Sentimetre is building a multilingual sentiment analysis engine, using big data and predictive analytics to optimize investment research and portfolio construction. Our specialty is developing models for aggregating trade signals from unstructured data sets. Our models are targeted towards generating alpha from financial statements, regulatory announcements, news articles and Twitter.

Equity and derivative traders are increasingly seeking out ‘alternative data’ and novel tradingsignals, to gain an edge in an automated market where participants are getting symmetrical access to structured data. Investors are looking for unique alpha that is uncorrelated to traditional stock selection factors and resilient enough to develop a trading strategy around. The current NLP market deploys VADER and linear classifier models that were perfected on English and English lexicon but cannot be extended to other low-resource languages. Sentimetre has developed a language agnostic, deep learning model that can be applied across multiple languages.

Our primary asset class is equities, and using the predictions on underlying equities to predict stock indexes. Our asset universe is currentlly limited to our access to data but the basic concepts are easily expandable to other assets.

Application of artificial intelligence to finance suffers from:

  1. Labelled data are unavailable.
  2. Clean, up-to-date reference financial data is expensive.
  3. Data sets are available in high-resource languages like English but not in low-resource languages e.g. CoFiF corpus in French

Sentimetre’s proof-of-concept was built on tthe following datasets:

  1. Reuters dataset 1 2017-2020 : ( 86.297 news articles
  2. Reuters dataset 2 2007-2016 : ( 150,802 news articles
  3. 10Q quartely financial statements 1993 -2020 EDGAR: Proved to be too noisy
  4. 8K financial statements 1993 -2020 EDGAR: Proved to be too noisy

Models tested:

  1. NTLK VADER Sentiment Analyzer
  2. Linear Classifier
  3. Sentimetre Model 1
  4. Sentimetre Model 2

Model variations:

  1. Tokenizers: spaCy, SentencePiece, BPE
  2. Headlines vs headlines plus articles text vs articles text


We use a long-short equally-weighted portfolio backtest for all our models. Other papers are tended to use the top 10 long predictions and top 10 short predictions to build a portfolio but we prefer to include all predictions in our portfolio , may consequently lead to underperformance. We assume that we are able to buy at market open and liquidate at market close. We don’t take into account transaction costs and slippage as we did not have the adequate resources.

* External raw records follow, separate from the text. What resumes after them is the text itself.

PR #150, opened 2018-11-25
Clear yum metadata in x32 docker

native-api:
Closes https://github.com/skvark/opencv-python/issues/148.

I've tried rebuilding the Docker image, and the problem persists. So `yum clean` it is.

The problem doesn't happen (as of now) in the x64 docker image. Maybe it has something to do with x32 emulation, who knows.

**After merging this and https://github.com/skvark/opencv-python/pull/149, revert https://github.com/native-api/opencv-python/commit/8aaff83a74175efbd697c287035350295d6e5b92`.** (I cannot do that here because the reverse commit is only applicable to https://github.com/native-api/opencv-python/tree/use_ccache.)


skvark:
I'll do the revert. I will also rebuild the Docker images at some point and push them to Quay.

PR #182, opened 2019-03-23
Fix OSX builds and migrate to Xcode 8.3

native-api:
Subj. Major changes to react to are:

* In OSX 10.12, Homebrew has a new kind of dependency tracking -- "runtime dependency". E.g. [upgrading `openssl` would now lead to upgrading more than 60 packages linked against the old version](https://discourse.brew.sh/t/can-i-install-a-new-version-without-having-to-upgrade-runtime-dependents/4443).
    * Using [a different bottle install technique](https://discourse.brew.sh/t/can-i-install-a-new-version-without-having-to-upgrade-runtime-dependents/4443/9?u=native-api) now to install new versions alongside the old ones to avoid that.
* Python is now one of `ffmpeg`'s dependencies (indirectly) and its update conflicts with multibuild-installed python. Moreover, Homebrew upgrades the installed Py2 to Py3 as the "default" python.
    * Moved multibuild python installation to after brew build to compensate.
* Newer FFmpeg `brew` formula has more GPLed components.

Other changes are:

* Using Travis build stages to build OSX brew bottles. Now manual job restarts are not needed.

(I also see that you never regenerated x86 Docker images as promised. So Linux x86 builds still run without ccache.)

### DIFF
--- a/.travis.yml
+++ b/.travis.yml
@@ -586,9 +586,10 @@ before_install: |
         fi
         find "$TAPS" -type d -name .git -exec \
                 bash -xec '
-                    cd $(dirname '\''{}'\'')
-                    git clean -fxd
-                    git status' \;
+                    cd $(dirname '\''{}'\'') || echo "status: $?"
+                    git clean -fxd || echo "status: $?"
+                    sleep 1 || echo "status: $?"
+                    git status || echo "status: $?"' \; || echo "status: $?"
 
         brew_cache_cleanup
     fi
--- a/.travis.yml
+++ b/.travis.yml
@@ -40,7 +40,6 @@ matrix:
 
     # default builds for MacOS
     - os: osx
-      language: generic
       osx_image: xcode8
       env:
         - MB_PYTHON_VERSION=2.7
@@ -48,7 +47,6 @@ matrix:
         - ENABLE_HEADLESS=0
         - BDIST_PARAMS="-- -DCMAKE_OSX_DEPLOYMENT_TARGET:STRING=10.7"
     - os: osx
-      language: generic
       osx_image: xcode8
       env:
         - MB_PYTHON_VERSION=3.4
@@ -56,7 +54,6 @@ matrix:
         - ENABLE_HEADLESS=0
         - BDIST_PARAMS="-- -DCMAKE_OSX_DEPLOYMENT_TARGET:STRING=10.7"
     - os: osx
-      language: generic
       osx_image: xcode8
       env:
         - MB_PYTHON_VERSION=3.5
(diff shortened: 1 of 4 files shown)


skvark:
Thank you. I will renegerate the Docker images before merging this, I completely forgot that earlier...

native-api:
Contrib builds fail due to https://github.com/opencv/opencv_contrib/issues/920 . I added a fix there -- you can temporarily switch the submodule to my branch if you don't want to wait for upstream.

skvark:
About that contrib build issue: is Tesseract now a dependency in contrib builds or did the builds fail even without Tesseract? If we disable Tesseract via cmake flags, would the build pass with older opencv_contrib version 4.0.0?

I rebuilt the Docker images yesterday so ccache should work in future builds correctly.

native-api:
Tesseract has been a dependency of contrib module `text` since 3.0.0: https://github.com/opencv/opencv_contrib/commit/5c89c786f2129a0f49f989e28f1f7d99d4201c3d . AFAICS the module _can_ be compiled without it, [OCR functions will print an error message then](https://github.com/opencv/opencv_contrib/search?q=HAVE_TESSERACT&type=Code).

This error only surfaced now because [in the `xcode 8` Travis image, tesseract was not installed judging by the build log of the previous release](https://travis-ci.org/skvark/opencv-python/jobs/472951125#L4181).

I don't see how to explicitly disable tesseract in https://github.com/opencv/opencv_contrib/blob/master/modules/text/CMakeLists.txt , so you'll have to uninstall it, I guess, if you want to build without it.

I don't really see a problem with buiding against the fixed submodule commit because it's just after the release, with no functional differences.

native-api:
> I don't really see a problem with buiding against the fixed submodule commit because it's just after the release, with no functional differences.

I stay corrected, there are, bt only a few: https://github.com/opencv/opencv_contrib/compare/4.0.1...fdb575d43b0f75b8546da313b93892033fc487be

skvark:
Thanks for the information. It's fine to keep it as a dependency since explicitly uninstalling it just adds more work.

And thanks again for this PR. I have been lately too occupied with other stuff and it would have taken me a lot of time to find the root cause to this issue.

skvark:
> I stay corrected, there are, but only a few: opencv/opencv_contrib@4.0.1...fdb575d

It's fine, I'll just add a note to the release that the contrib version does not match exact tag due to the bug.

native-api:
> This error only surfaced now because [in the `xcode 8` Travis image, tesseract was not installed judging by the build log of the previous release](https://travis-ci.org/skvark/opencv-python/jobs/472951125#L4181).

On a closer inspection, it's a dependency of the `ffmpeg` formula since https://github.com/Homebrew/homebrew-core/commit/3e99e5d2717c30ebc1f555d9d70b08cf6b6d33f8

native-api:
> On a closer inspection, it's a dependency of the `ffmpeg` formula since [Homebrew/homebrew-core@3e99e5d](https://github.com/Homebrew/homebrew-core/commit/3e99e5d2717c30ebc1f555d9d70b08cf6b6d33f8)

For the record, this means that it can be excluded when generating the custom formula, the same way as GPL libraries.

PR #227, opened 2019-07-30
Travis CI: Xenial is now the default Ubuntu in Travis

cclauss:
https://blog.travis-ci.com/2019-04-15-xenial-default-build-environment

Also: __sudo: required__ no longer is [Travis are now recommending removing the __sudo__ tag](https://blog.travis-ci.com/2018-11-19-required-linux-infrastructure-migration) because the sudo command is always available in Travis CI and there is no longer any way to turn it off.

### DIFF
--- a/.travis.yml
+++ b/.travis.yml
@@ -13,11 +13,9 @@ env:
 
 # Host Python is never used
 language: generic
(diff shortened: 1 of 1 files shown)


skvark:
Thanks!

  1. Use of options/derivatives

  2. Self-financing portfolios

  3. Leverage

  4. Optimal sizing of trades: all positiona are the same size

  5. Transaction costs

  6. Slippage

Proof-of-Concept 1: Reuters dataset 1 2017-2020

Data is segmented into training data (2017-2018) and test data (2019-2020). Preprocessing of the text data for text normalization, stemming, lemmatization and extraction of stop words.

Model accuracy on the validation dataset:

  1. NTLK VADER Sentiment Analyzer - N/A
  2. Linear Classifier - 53%
  3. Sentimetre Model 1 - 53%
  4. Sentimetre Model 2 - 57%

Prediction accuracy on the test dataset:

  1. NTLK VADER Sentiment Analyzer - 50%
  2. Linear Classifier - 52%
  3. Sentimetre Model 1 - 51%
  4. Sentimetre Model 2 - 55%

Proof-of-Concept 2: Reuters dataset 2 2007-2016; 150,802 articles

Given that this data set was collected by web scraping not a clean dataset, it presented problems when fed into the models and was thus held out as a second test dataset. The best performing model ,Sentimetre Model 2, was used to predict on this dataset and the charts are provided below.

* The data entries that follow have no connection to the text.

PR #228, opened 2019-07-30
Use Travis workspaces

native-api:
[A new Travis CI feature, workspaces](https://docs.travis-ci.com/user/using-workspaces/), allows to use one MacOS cache job to build FFMpeg instead of 20.

It's currently in beta -- so it's your call whether it's good enough for production use. [It worked for me well](https://travis-ci.org/native-api/opencv-python/builds/560299543) save for a [small nitpick](https://travis-ci.community/t/introducing-workspaces/4249/3?u=native-api) when I used this project to try it out.

### DIFF
--- a/.travis.yml
+++ b/.travis.yml
@@ -239,8 +239,6 @@ matrix:
 
     # default builds for Linux
     - os: linux
-      # the following jobs will use the same stage name by default
-      stage: s1
       env:
         - MB_PYTHON_VERSION=2.7
         - ENABLE_CONTRIB=0
--- a/.travis.yml
+++ b/.travis.yml
@@ -52,6 +52,17 @@ matrix:
             - /usr/local/Homebrew/
             # used in OSX custom build script dealing with local bottle caching
             - $HOME/local_bottle_metadata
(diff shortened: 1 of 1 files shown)


native-api:
It shaves about 11 hours off of full build time (~5,5 hours of real time since 2 OSX jobs run in parallel).

native-api:
On a closer inspection, it definitely shaves off machine time massively, but doesn't save real time much because the Linux jobs are now the critical path, and full-building the 20 OSX jobs takes about the same time as the 48 Linux ones.

Moving them to the Final stage would fix this, but running Linux builds will be delayed by ~40 min (~10 min for rebuilds) that the S1 stage takes -- and they will not run at all if it fails.

Is this acceptable? If you need to debug some issues with a specific job, you can disable everything else temporarily anyway (and then edit the history to remove those temporary commits).

skvark:
I think it's ok. In any case it's usually best to disable all but one or two jobs if there are issues. Also the Linux side is far more easier to debug than macOS because it can be done locally via Docker.

skvark:
Let's give this a try.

Meta-model Analysis - Model Stacking

Meta-model analysis was carried out to see if the different models predict better on the different feature spaces of the test data set. Model outputs were trained as inputs into gradient boosting models (Catboost, LGBM and ExtraTreesClassifiers).

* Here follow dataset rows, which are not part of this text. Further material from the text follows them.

Issue #193, opened 2019-04-24
Python: YouTube livestream not working with Streamlink


devanshusharma19:
### Expected behaviour
opencv working with youtube stream or youtube videos

### Actual behaviour
actually it is not working it is showing error. I have tried on browser that link. It is working fine but in opencv is not working.

> cv2.error: OpenCV(4.0.1) /io/opencv/modules/highgui/src/window.cpp:352: error: (-215:Assertion failed) size.width>0 && size.height>0 in function 'imshow' 

### Steps to reproduce

- example code
```
import streamlink
import cv2

url = 'https://www.youtube.com/watch?v=bZ6NL59FMoc'

streams = streamlink.streams(url)
print(streams)
#cap = cv2.VideoCapture(streams["360p"].url)
cap = cv2.VideoCapture(streams["best"].url)

while True:
    ret, frame = cap.read()
    print(frame)
    cv2.imshow('frame', frame)

    if cv2.waitKey(1) & 0xff == ord('q'):
        break

cap.release()
cv2.destroyAllWindows()
```
- operating system

> Ubuntu 18.04

- architecture (e.g. x86)

> 64 bit
>python 3.6

- opencv-python version

> opencv-python version 4.0.1

Sushanti99:
Hello @devanshusharma19 
This code works perfectly for me on Windows. 
You can try manually fixing the height and width of the frame on Ubuntu I guess.

native-api:
Looks like a duplicate of https://github.com/skvark/opencv-python/issues/204

fspider:
Hello
With some youtube videos,this code works.
But this code not works with youtube live stream.
(https://www.youtube.com/watch?v=17Deeq8N2e4)

1. Method
        vPafy = pafy.new(videoUrl)
        play = vPafy.getbest(preftype="mp4")
        return play.url

2. Method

The CatBoost meta-model accuracy (56%) improved on the best accuarcy score (55%) and went on to outperform the SentiMetre Model 2 ranked by return.

Model Sanity check

Model sanity check was carried out across the different models to compare returns; given that models are picking different news articles, the check was to make sure a lower accuracy model was not picking news articles that led to higher average returns and thus would lead to a situation where lower accuracy models outperform higher accuracy models.